Record excerpts Start Marker

PR #2445, opened 2021-03-29
Chart for infected per age group per 100k over time

VWSCoronaDashboard4:
## Summary

Chart and interactive legend for infected per age group per 100k over time


packages/app/src/domain/tested/infected-per-age-group/components/age-group-legend.tsx
```diff
@@ -0,0 +1,182 @@
...
+    requestAnimationFrame(() => {
+      const item: HTMLElement | null = document.querySelector(
+        `button[data-metric-property=${metricProperty}]`
+      );
+      if (item) {
+        item.focus();
+      }
+    });
+  }
+
```
VWSCoronaDashboard1, line 42: Shouldn't this be in a useEffect() block? I'm not sure how this affects SSR otherwise.

VWSCoronaDashboard1 (approved):

packages/app/src/domain/tested/infected-per-age-group/components/age-group-legend.tsx
VWSCoronaDashboard4: it's in an event listener; SSR does not trigger the event listeners

VWSCoronaDashboard1:
I'm QA-ing by accident, but this caught my eye when clicking through the chart on Vercel:

image

And here's when I select all the legend items:
image

I would expect the charts to be exactly the same, or am I misunderstanding something?

packages/app/src/domain/tested/infected-per-age-group/infected-per-age-group.tsx
```diff
@@ -0,0 +1,187 @@
...
+  const { siteText } = useIntl();
+  const text = siteText.infected_per_agroup;
+
+  const ageGroupLegendConfig: (LineSeriesDefinition<NlTestedPerAgeGroupValue> & {
+    isSelected: boolean;
+  })[] = useMemo(() => {
+    return SERIES_CONFIG.map((baseAgeGroup) => {
+      const isSelected =
+        ageGroupSelection.includes(baseAgeGroup.metricProperty) ||
+        ageGroupSelection.length === 0;
```
VWSCoronaDashboard8, line 143: I don't get why you're injecting isSelected here in the config when you're already passing the full list of selected items to the legend. Seems redundant and adding complexity to the types.

VWSCoronaDashboard8 (commented):
I think everything here related to "age group" interactivity could be quite easily made generic as it has nothing to do with age groups specifically and we might want to use this pattern in the future. Maybe put it on the backlog / tech depth.

packages/app/src/domain/tested/infected-per-age-group/components/age-group-legend.tsx
VWSCoronaDashboard10: It's weird focus is lost on rerender, focus can only be lost during unmount/remount of a component

packages/app/src/domain/tested/infected-per-age-group/infected-per-age-group.tsx
```diff
@@ -0,0 +1,185 @@
...
+  /* Conditionally wrap tooltip over two columns due to amount of items */
+  const tooltipColumns =
+    ageGroupSelection.length === 0 || ageGroupSelection.length > 4 ? 2 : 1;
+  const InfectedPerAgeGroupWrapper = styled.div(
+    css({
+      [`${TooltipChildren}`]: {
+        columns: tooltipColumns,
+      },
+    })
+  );
```
VWSCoronaDashboard10, line 167: You're generating a new component on every render, this is why you needed the requestAnimationFrame hack.

VWSCoronaDashboard10: so move this component outside of the function body and then you should be able to clean up the requestAnimationFrame :-)

packages/app/src/domain/tested/infected-per-age-group/components/age-group-legend.tsx
```diff
@@ -0,0 +1,183 @@
...
+                </ItemButton>
+              </Item>
+            );
+          })}
+        </List>
+        <ResetButton
+          onClick={onReset}
+          css={css({
+            visibility: hasNoneSelected ? 'hidden' : 'visible',
+          })}
```
VWSCoronaDashboard10, line 67: the ResetButton has a fontWeight prop defined which is not used from the outside and you're applying dynamic styles here with a local variable which would be prettier as a prop. I suggest to rename the `fontWeight`-prop to `isHidden` and set visibility-styles in that component itself.

```tsx
<ResetButton
  onClick={onReset}
  isHidden={hasNoneSelected}

File: packages/app/src/domain/tested/infected-per-age-group/infected-per-age-group.tsx [hunk 5]
```diff
@@ -0,0 +1,185 @@
...
+        ageGroupSelection.length === 0
+    );
+  }, [ageGroupLegendConfig, ageGroupSelection]);
+
+  /* Conditionally wrap tooltip over two columns due to amount of items */
+  const tooltipColumns =
+    ageGroupSelection.length === 0 || ageGroupSelection.length > 4 ? 2 : 1;
+  const InfectedPerAgeGroupWrapper = styled.div(
+    css({
+      [`${TooltipChildren}`]: {
```
VWSCoronaDashboard10, line 163: can't we fix this with configuration instead of using a strong css selector? It looks a bit like spaghetti when we start importing sub-components of the time-series-chart and apply these kind of transformations on it from the outside. TS also won't warn us when we change the styles of TooltipChildren, which might conflict with this implementation. Imho it would be more transparent to have it set with configuration, translating into a prop.


Also the value of the left columns is rendered closer to the label of the second column, this might be confusing though it might something for design to decide on:
image

packages/app/src/domain/tested/infected-per-age-group/infected-per-age-group.tsx
```diff
@@ -0,0 +1,185 @@
...
+  return (
+    <InfectedPerAgeGroupWrapper>
+      <TimeSeriesChart
+        values={values}
+        timeframe={timeframe}
+        seriesConfig={[...ageGroupChartConfig]}
+        disableLegend
+      />
+      <AgeGroupLegend
+        seriesConfig={[...ageGroupLegendConfig]}
```
VWSCoronaDashboard10, line 178: why do you clone the array?

packages/app/src/domain/tested/infected-per-age-group/components/age-group-legend.tsx
```diff
@@ -0,0 +1,183 @@
...
+  seriesConfig,
+  ageGroupSelection,
+  onToggleAgeGroup,
+  onReset,
+}: AgeGroupLegendProps) {
+  const { siteText } = useIntl();
+  const text = siteText.infected_per_agroup;
+
+  const hasNoneSelected = ageGroupSelection.length === 0;
+  const hasAllSelected = ageGroupSelection.length === 0;
```
VWSCoronaDashboard10, line 25: these two will always hold the same value?

VWSCoronaDashboard8 (approved):

packages/app/src/domain/tested/infected-per-age-group/logic/use-age-group-selection.ts
```diff
@@ -0,0 +1,35 @@
+import { useState } from 'react';
+
+export function useAgeGroupSelection() {
```
VWSCoronaDashboard10, line 3: This hook is named rather specific, but the logic is very generic. I think we could create a shared hook, something like this:
```tsx
function useList<T>(initialValue: T[] = []) {
  const [list, setList] = useState<T[]>(initialValue)

  const add = useCallback((x: T) => {
    setList(items => items.concat(x))
  }, [])

  const remove = useCallback((x: T) => {
    setList(items => items.filter((x) => x !== item))
  }, [])

  const toggle = useCallback((item: T) => setList(items =>
    items.includes(item)
      ? remove(item)
      : add(remove)
  ), [add, remove])

  const reset = useCallback(() => setList([]), [])

  return {
    list,
    add,
    remove,
    toggle,
    clear
  }
}

**Review by VWSCoronaDashboard10 — APPROVED** [review]

File: packages/app/src/domain/tested/infected-per-age-group/infected-per-age-group.tsx [hunk 9]
```diff
@@ -149,37 +144,32 @@ export function InfectedPerAgeGroup({ timeframe }: InfectedPerAgeGroup) {
...
+          </div>
+        )}
       />
       <AgeGroupLegend
-        seriesConfig={[...ageGroupLegendConfig]}
-        ageGroupSelection={ageGroupSelection}
-        onToggleAgeGroup={toggleAgeGroup}
-        onReset={resetAgeGroupSelection}
+        seriesConfig={ageGroupLegendConfig}
+        ageGroupSelection={list}
```
VWSCoronaDashboard8, line 169: You were almost there.... This could be just "selection" and the component named "SelectableLegend" or something. and the other prop onToggleSelection.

Record excerpts End Marker

* [Your goal]: Work through the data above line by line and give the number of lines in which "initialValue" occurs. Add nothing else.

* [Reply]: 2